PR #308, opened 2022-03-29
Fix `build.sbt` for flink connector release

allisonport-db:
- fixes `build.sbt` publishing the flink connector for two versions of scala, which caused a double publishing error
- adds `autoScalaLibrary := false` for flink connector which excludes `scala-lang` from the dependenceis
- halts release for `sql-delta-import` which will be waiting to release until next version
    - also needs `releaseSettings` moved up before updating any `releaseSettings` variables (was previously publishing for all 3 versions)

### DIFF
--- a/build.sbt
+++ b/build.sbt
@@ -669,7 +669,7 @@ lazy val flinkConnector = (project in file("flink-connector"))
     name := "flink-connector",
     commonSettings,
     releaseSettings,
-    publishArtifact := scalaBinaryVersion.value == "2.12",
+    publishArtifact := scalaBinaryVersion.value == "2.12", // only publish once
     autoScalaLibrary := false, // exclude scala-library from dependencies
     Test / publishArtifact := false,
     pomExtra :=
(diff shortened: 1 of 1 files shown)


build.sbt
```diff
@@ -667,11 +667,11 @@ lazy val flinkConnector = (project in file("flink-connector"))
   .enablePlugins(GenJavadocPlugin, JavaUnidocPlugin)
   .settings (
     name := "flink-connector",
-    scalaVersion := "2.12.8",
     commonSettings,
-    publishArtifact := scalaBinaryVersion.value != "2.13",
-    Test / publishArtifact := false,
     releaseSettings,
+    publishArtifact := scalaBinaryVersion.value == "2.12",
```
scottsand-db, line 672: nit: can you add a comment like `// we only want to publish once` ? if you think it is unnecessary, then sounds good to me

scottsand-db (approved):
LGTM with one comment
==========
* **Your objective**
Pull together all lines from the data that mention the word "versions".

* **Your response**
- fixes `build.sbt` publishing the flink connector for two versions of scala, which caused a double publishing error
    - also needs `releaseSettings` moved up before updating any `releaseSettings` variables (was previously publishing for all 3 versions)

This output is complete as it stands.